%%

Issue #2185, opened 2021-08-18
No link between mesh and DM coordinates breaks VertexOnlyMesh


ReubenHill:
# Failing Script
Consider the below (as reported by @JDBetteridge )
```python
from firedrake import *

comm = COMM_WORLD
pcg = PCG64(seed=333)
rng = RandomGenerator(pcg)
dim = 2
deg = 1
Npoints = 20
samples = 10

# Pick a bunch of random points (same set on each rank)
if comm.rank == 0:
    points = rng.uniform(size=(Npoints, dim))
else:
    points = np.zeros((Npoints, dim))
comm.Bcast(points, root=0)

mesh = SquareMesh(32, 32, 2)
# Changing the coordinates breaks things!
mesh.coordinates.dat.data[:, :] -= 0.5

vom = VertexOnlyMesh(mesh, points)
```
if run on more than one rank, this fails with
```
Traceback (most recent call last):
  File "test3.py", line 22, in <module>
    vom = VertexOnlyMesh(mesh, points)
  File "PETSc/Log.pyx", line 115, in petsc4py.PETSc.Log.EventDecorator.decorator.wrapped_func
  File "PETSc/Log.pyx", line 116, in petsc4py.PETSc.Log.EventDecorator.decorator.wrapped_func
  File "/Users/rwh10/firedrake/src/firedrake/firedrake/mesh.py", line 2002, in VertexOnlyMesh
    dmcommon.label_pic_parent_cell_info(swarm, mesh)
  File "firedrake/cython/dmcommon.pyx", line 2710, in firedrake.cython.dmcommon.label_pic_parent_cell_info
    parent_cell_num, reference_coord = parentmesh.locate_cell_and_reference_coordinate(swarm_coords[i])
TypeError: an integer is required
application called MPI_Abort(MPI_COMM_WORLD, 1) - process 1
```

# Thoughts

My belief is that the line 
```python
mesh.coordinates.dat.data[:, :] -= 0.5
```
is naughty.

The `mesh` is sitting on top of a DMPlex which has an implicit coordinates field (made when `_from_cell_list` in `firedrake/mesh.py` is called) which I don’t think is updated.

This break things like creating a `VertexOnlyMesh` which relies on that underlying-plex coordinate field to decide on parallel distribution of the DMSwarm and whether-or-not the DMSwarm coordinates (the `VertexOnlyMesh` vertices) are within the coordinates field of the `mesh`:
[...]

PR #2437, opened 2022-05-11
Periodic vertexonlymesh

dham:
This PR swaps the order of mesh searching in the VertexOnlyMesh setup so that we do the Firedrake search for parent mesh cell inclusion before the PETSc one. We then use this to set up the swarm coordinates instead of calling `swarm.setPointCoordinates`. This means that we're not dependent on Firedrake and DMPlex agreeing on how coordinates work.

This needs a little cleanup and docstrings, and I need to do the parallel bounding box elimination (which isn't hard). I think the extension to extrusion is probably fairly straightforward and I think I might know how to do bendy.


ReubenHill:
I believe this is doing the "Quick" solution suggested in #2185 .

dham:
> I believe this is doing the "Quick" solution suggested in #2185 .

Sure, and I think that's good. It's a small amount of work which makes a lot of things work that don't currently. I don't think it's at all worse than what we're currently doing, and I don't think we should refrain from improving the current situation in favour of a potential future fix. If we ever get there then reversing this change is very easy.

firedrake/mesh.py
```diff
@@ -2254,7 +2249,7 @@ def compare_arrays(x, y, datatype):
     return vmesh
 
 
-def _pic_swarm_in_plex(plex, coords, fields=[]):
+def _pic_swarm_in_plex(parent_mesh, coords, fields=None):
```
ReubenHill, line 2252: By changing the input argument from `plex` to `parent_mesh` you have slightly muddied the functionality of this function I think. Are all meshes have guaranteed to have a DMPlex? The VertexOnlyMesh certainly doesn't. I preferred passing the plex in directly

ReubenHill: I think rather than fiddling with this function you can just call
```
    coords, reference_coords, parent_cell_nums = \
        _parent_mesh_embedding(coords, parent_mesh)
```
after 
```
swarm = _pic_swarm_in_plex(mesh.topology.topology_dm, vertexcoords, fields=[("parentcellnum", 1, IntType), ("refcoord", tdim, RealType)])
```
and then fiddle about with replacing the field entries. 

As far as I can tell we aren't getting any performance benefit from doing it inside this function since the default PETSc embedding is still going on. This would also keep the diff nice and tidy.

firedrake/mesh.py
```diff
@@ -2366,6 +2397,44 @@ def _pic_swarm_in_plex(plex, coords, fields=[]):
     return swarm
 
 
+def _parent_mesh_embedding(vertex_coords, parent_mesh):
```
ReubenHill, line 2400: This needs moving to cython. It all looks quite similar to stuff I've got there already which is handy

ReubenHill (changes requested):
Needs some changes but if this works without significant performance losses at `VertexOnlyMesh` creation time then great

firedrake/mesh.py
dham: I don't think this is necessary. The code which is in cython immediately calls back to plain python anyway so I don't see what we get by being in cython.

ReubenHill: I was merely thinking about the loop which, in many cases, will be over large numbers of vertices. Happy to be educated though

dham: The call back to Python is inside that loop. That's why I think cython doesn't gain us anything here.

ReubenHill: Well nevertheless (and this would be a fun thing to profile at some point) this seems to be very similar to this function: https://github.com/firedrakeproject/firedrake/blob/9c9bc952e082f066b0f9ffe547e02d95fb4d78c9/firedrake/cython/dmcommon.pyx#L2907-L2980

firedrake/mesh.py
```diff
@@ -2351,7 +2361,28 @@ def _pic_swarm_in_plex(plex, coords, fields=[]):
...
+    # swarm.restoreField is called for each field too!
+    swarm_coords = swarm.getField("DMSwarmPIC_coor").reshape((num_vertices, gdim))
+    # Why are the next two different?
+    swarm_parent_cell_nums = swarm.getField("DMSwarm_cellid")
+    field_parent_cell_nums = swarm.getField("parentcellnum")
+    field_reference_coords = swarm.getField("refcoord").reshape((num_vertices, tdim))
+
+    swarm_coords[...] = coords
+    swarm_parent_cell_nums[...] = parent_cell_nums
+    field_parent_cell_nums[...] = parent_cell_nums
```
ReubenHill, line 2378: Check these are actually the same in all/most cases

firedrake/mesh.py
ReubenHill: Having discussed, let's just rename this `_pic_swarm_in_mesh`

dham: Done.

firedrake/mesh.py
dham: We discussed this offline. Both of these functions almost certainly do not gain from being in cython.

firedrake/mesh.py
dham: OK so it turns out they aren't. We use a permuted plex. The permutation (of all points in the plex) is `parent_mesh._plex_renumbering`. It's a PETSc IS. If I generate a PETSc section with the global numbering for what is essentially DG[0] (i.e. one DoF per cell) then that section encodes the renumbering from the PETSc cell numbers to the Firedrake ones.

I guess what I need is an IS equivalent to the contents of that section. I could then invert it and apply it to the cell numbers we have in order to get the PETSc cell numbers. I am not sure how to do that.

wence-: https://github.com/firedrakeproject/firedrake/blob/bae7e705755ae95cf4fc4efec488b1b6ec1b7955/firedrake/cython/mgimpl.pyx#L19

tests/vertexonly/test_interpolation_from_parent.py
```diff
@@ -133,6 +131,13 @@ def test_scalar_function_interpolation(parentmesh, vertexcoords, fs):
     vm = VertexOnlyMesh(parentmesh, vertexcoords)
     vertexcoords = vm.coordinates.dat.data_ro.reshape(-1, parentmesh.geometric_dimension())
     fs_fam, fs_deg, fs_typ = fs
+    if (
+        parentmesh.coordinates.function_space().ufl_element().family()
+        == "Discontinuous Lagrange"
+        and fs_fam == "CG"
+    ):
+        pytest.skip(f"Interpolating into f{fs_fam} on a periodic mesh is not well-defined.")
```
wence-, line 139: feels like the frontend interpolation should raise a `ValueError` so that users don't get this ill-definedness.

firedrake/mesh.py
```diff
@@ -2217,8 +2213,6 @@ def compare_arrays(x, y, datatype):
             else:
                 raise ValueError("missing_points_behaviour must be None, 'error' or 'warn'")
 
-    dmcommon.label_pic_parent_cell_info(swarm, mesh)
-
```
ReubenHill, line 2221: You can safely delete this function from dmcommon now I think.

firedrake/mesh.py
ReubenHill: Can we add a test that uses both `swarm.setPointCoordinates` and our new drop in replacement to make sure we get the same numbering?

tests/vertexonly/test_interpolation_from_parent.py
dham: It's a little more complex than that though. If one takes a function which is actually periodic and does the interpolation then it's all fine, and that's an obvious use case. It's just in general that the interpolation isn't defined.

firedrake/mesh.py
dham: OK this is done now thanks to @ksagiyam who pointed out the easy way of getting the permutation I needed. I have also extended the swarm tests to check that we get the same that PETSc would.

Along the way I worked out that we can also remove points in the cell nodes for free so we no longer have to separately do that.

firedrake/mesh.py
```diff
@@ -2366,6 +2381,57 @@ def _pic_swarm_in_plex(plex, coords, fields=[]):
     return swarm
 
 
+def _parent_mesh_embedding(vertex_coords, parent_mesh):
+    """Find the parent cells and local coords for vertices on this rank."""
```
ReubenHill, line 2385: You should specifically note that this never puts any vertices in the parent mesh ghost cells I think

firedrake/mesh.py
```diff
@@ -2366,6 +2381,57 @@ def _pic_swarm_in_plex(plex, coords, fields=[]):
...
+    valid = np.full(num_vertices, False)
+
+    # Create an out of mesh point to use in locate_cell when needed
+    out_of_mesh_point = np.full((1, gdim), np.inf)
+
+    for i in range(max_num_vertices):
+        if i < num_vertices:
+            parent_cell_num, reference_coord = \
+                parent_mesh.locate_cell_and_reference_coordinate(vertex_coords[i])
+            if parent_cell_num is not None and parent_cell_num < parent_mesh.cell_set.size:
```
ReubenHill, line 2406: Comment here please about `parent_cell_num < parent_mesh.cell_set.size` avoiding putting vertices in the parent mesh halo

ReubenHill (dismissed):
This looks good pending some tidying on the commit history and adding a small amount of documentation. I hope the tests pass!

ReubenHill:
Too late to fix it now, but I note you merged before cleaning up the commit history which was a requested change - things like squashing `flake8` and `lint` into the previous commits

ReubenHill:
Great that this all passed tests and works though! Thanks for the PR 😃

%%

▶ Problem to work on
Within the data above, filter for lines containing the word "note" and copy each one.

▶ Result of the exercise
ReubenHill, line 2385: You should specifically note that this never puts any vertices in the parent mesh ghost cells I think
Too late to fix it now, but I note you merged before cleaning up the commit history which was a requested change - things like squashing `flake8` and `lint` into the previous commits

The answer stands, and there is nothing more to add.